Borges decía que el fútbol «es popular porque la estupidez es popular». Hasta buena parte del siglo anterior el fútbol tuvo fama de vulgaridad. Era, desde algunos círculos, una merienda para la voraz gentuza, peligrosa además por la susceptibilidad al fanatismo.

Lo irracional del juego ocasionaba, sin embargo, aficiones fortuitas que habían de ocultarse por la presión del ojo ajeno.

Se dice, por ejemplo, que Heidegger hacía maromas para mantener en secreto su empatía por el Bayern de Múnich, culpándose de un gusto a la luz exterior vergonzoso, como la sodomía.

Por fortuna la revisión del pensamiento en el posmodernismo amansó parte de la fobia por el balompié.

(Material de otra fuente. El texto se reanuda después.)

PR #3409, opened 2023-05-15
[FTRMT052023] Filipe Ferreira 

filipemgf:
Iteration 1-6 completed

### DIFF
--- a/src/movies.js
+++ b/src/movies.js
@@ -56,10 +56,35 @@ function dramaMoviesScore(moviesArray) {
 }
 
 // Iteration 5: Ordering by year - Order by year, ascending (in growing order)
-function orderByYear(moviesArray) {}
+function orderByYear(moviesArray) {
+	let moviesArrayCopy = [...moviesArray];
+	let sortedByYear = moviesArrayCopy.sort((a, b) => {
+		if (a.year !== b.year) {
+			return a.year - b.year;
+		} else {
+			if (a.title > b.title) return 1;
+			if (a.title < b.title) return -1;
+		}
+	});
+
+	return sortedByYear;
+}
 
 // Iteration 6: Alphabetic Order - Order by title and print the first 20 titles
-function orderAlphabetically(moviesArray) {}
+
+function orderAlphabetically(moviesArray) {
+	let moviesArrayCopy = [...moviesArray];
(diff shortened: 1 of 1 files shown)


src/movies.js
```diff
@@ -1,25 +1,119 @@
...
+function scoresAverage(moviesArray) {
+	if (moviesArray.length === 0) {
+		return 0;
+	} else {
+		let scoreSum =
+			moviesArray.reduce((acc, curr) => {
+				if (typeof curr.score !== "number") {
+					curr.score = 0;
+					return acc + curr.score;
+				} else {
```
TA-Remote, line 32: You could remove the `else` statement because you're doing the same thing inside the `if `and the `else `with the `return`, so you could only change the score inside the `if `and outside the `if `you call the `return`
```
	moviesArray.reduce((acc, curr) => {
				if (typeof curr.score !== 'number') {
					curr.score = 0
				}
				return acc + curr.score
			}, 0) / moviesArray.length
```

src/movies.js
```diff
@@ -1,25 +1,119 @@
...
+function dramaMoviesScore(moviesArray) {
+	let dramasArray = moviesArray.filter((movieObj) => {
+		return movieObj.genre.includes("Drama");
+	});
+
+	if (dramasArray.length === 0) {
+		return 0;
+	} else {
+		let scoreSum =
+			dramasArray.reduce((acc, curr) => {
```
TA-Remote, line 50: Reuse your functions :) Maybe not in the first go, but in a refactor try to reuse then

src/movies.js
```diff
@@ -1,25 +1,119 @@
...
 // Iteration 5: Ordering by year - Order by year, ascending (in growing order)
-function orderByYear(moviesArray) {}
+function orderByYear(moviesArray) {
+	let moviesArrayCopy = [...moviesArray];
+	let sortedByYear = moviesArrayCopy.sort((a, b) => {
+		if (a.year !== b.year) {
+			return a.year - b.year;
+		} else {
+			if (a.title > b.title) return 1;
+			if (a.title < b.title) return -1;
```
TA-Remote, line 66: Use the power of built-in methods when you know/remember then, also can be applied in a refactor

TA-Remote (commented):
- Good work
- Good quality on your code, congratulations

Los intelectuales y artistas decidieron entenderlo y hasta lo convirtieron en tema de creación.

De eso, para suerte de los que somos hinchas de ambas cosas, han quedado verdaderas genialidades.

Parece, sin embargo, que un tufo reaccionario en la conversación pública de estos días ha desempolvado el viejo rechazo por el fútbol, por causa de algunos eventos lamentables que han ocurrido en torno a él: el muerto en España, las tragedias por la pólvora aquí, la congestión en las vías o la andanada de riñas.

He vuelto a leer los juicios trasnochados contra el deporte como la causa del caos. Hay muchos furiosos en redes sociales por lo estúpido, populista y peligroso del fútbol.

No sorprende que la gente necesite buscar chivos expiatorios por cada mal que ella misma produce. El fútbol no tiene la culpa de que lo sigan vándalos y asesinos, como tampoco la tiene el cine por la masacre provocada por un enfermo en una sala de proyección ni la tiene la música por los asfixiados en conciertos.

El crimen y el escándalo están en la naturaleza de algunos, no en el deporte, sin el cual buscarían otro pretexto para sus desmanes.

Con esta nueva inquisición volveremos al punto en que, como Heidegger, deberemos escondernos para ver el juego por miedo a ser cómplices de los delitos que la indignación de moda ha decidido imputarle.